First off, this bill was introduced in 2007 and voted on in 2008 - this is not new news. Heres more to the reasoning behind the vote and concept.
It appears that the ban had just as much to do with urban planning as health issues - the goal was to keep South Central L.A. "from being swallowed up by drive-though fast food restaurants."
The urban "food desert," a neighborhood in which residents typically must travel twice as far to reach the closest supermarket or other mainstream grocer as people in better appointed neighborhoods, is not just a problem of social or economic justice; it's about public health as well. Faced with a lengthy trek to stock the kitchen with fresh food, many residents of food deserts instead rely on "fringe" retailers -- convenience stores, liquor stores, gas stations, and drug stores -- to provide basic food items. The result is a serious nutrition gap between those who live in areas of plenty and those who lack access to the basics. And poor nutrition leads to poor health and premature death.

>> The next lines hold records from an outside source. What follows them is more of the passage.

PR #500, opened 2023-12-18
Use refetch from table data load

gappc:
@a-crea this PR builds upon your PR #499 and adds a single change: the `refetch` function now comes from the table data loader (in effect, it comes from the underlying useQuery). That way we don't need to set the URL query param  - nice idea btw ;)

The important changes can be found here:

https://github.com/noi-techpark/it.bz.opendatahub.databrowser/commit/1bdb4fb128224a855f04d05c0349027802ef1f31#diff-dd92aee5aa9e0482de571eb6a2370cbb07a5a21876eaa328b7f1956a97bb1a29R18

and

https://github.com/noi-techpark/it.bz.opendatahub.databrowser/commit/1bdb4fb128224a855f04d05c0349027802ef1f31#diff-6c6021849e6fff84340b416a6146e8d9000555c2a2ca55a28ae5a05b8ba5dee6R29-R52

The rest of PR #499 looks good to me.

If the changes are ok for you, we could take the shortcut and just merge this PR


RudiThoeni:
is this PR ready to merge?

a-crea:
@gappc I tested it again, it works fine and the code is cleaner, thank you! :)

In Detroit, Michigan, for example, more than half the city's 1,000-plus food retailers are fringe locations that offer little or nothing in the way of fresh or healthy food. According to a study commissioned by the La Salle Bank (via), more than half a million Detroit residents -- more, that is, than half the city's population -- live without easy access to fresh, affordable food. La Salle's survey found that for every 100 people living in the neighborhoods with the worst access to healthy food, a collective 64 years of life were lost. This higher rates of premature death from diabetes, cardiovascular disease, hypertension, and other diet-related diseases held true even after adjusting for racial and socioeconomic factors.

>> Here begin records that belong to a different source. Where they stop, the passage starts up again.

Issue #501, opened 2023-12-21
Behaviour of filters in Table view


pkritzinger:

pkritzinger:
If I define multiple filters in the table view and click the button "Filter", only the respective filter is activated. I would expect that all defined filters are activated, regardless which of the buttons is clicked.

From my point of view we have two options:
- Activate all filters on click, regardless of button clicked
- Integrate filter --> Apply all filters


@sseppi could you pls. plan this task accordingly, so that we discuss it (we should fix it before the UX-Test)



![Image](https://github.com/noi-techpark/it.bz.opendatahub.databrowser/assets/92454516/901acfbc-c307-4a4d-abd3-4a9868a932ae)

gappc:
@pkritzinger that seems to be a bug, could you please provide a link?

pkritzinger:
@gappc https://databrowser.opendatahub.testingmachine.eu/dataset/table/tourism/v1/EventShort?rawfilter=and(eq(EventLocation,%27NOI%27),ge(StartDate,%2705.12.2017%27),le(EndDate,%2722.01.2018%27))

this is the link with all filters set (I clicked all 3 buttons to set them)

gappc:
@sseppi @pkritzinger should be fixed with #506, please check

sseppi:
@pkritzinger now the filter button seems to work as defined by you. Do you confirm?

pkritzinger:
@sseppi yes, works from my POV

PR #506, opened 2024-01-12
Fix table filter

gappc:
Fix and improve table filter (see issue #501 for bug description)


gappc:
@RudiThoeni @dulvui from my point of view this PR is ready to be merged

The problem isn't confined to blighted urban areas. In the Western states, 44 percent of the average county?s population has poor access to grocery stores; in the Midwest, 34 percent; in the South, 24 percent; in the Northeast, just 10 percent. Food deserts are even cropping up in suburbia, as people move onto former farmland and find themselves many miles distant from the makings of a nutritious meal. The impact on suburban residents, however, is often eased by the easy highway access provided to most suburbs, as well as the means to own the car that will get them to the grocery store down the road. Urban and rural food deserts, by contrast, can be similar in having little or no easy access to mass transit, leaving poorer residents -- who may lack the means to own a car -- with fewer options for getting to a market.
One possible way to cut the high rates of disease in food deserts is an outright ban on fast food restaurants, which tend to proliferate in areas where other food options are limited.
But to truly improve public health, such a move needs to be coupled with creating easy access to healthy food (as Susan said). Financial incentives to supermarkets encourage them to move into food deserts, and can also facilitate economic renewal: according to one study, every dollar spent on supermarket construction and operations generates $1.50 in economic activity. Incentives for neighborhood farmers markets -- such as those offered in blighted areas by the Project for Public Spaces -- can help these healthy food purveyors get started in communities where they traditionally have not thrived, and keep going long enough to establish themselves.
Microfarms on underutilized urban land are another option for providing low-cost, nutritious food to urban communities. As we've written before, urbanites around the United States have created incredible farms on small pieces of land. It's a concept Brooklyn resident and urban farmer Manny Howard has taken to its logical extreme by adding poultry and rabbit husbandry to his backyard farm -- revealing both the potential of urban farming and its limitations. In another example linked more firmly to social justice, Detroit Black Community Food Security Network (DBCFSN) operates a two-acre city farm on an abandoned downtown lot.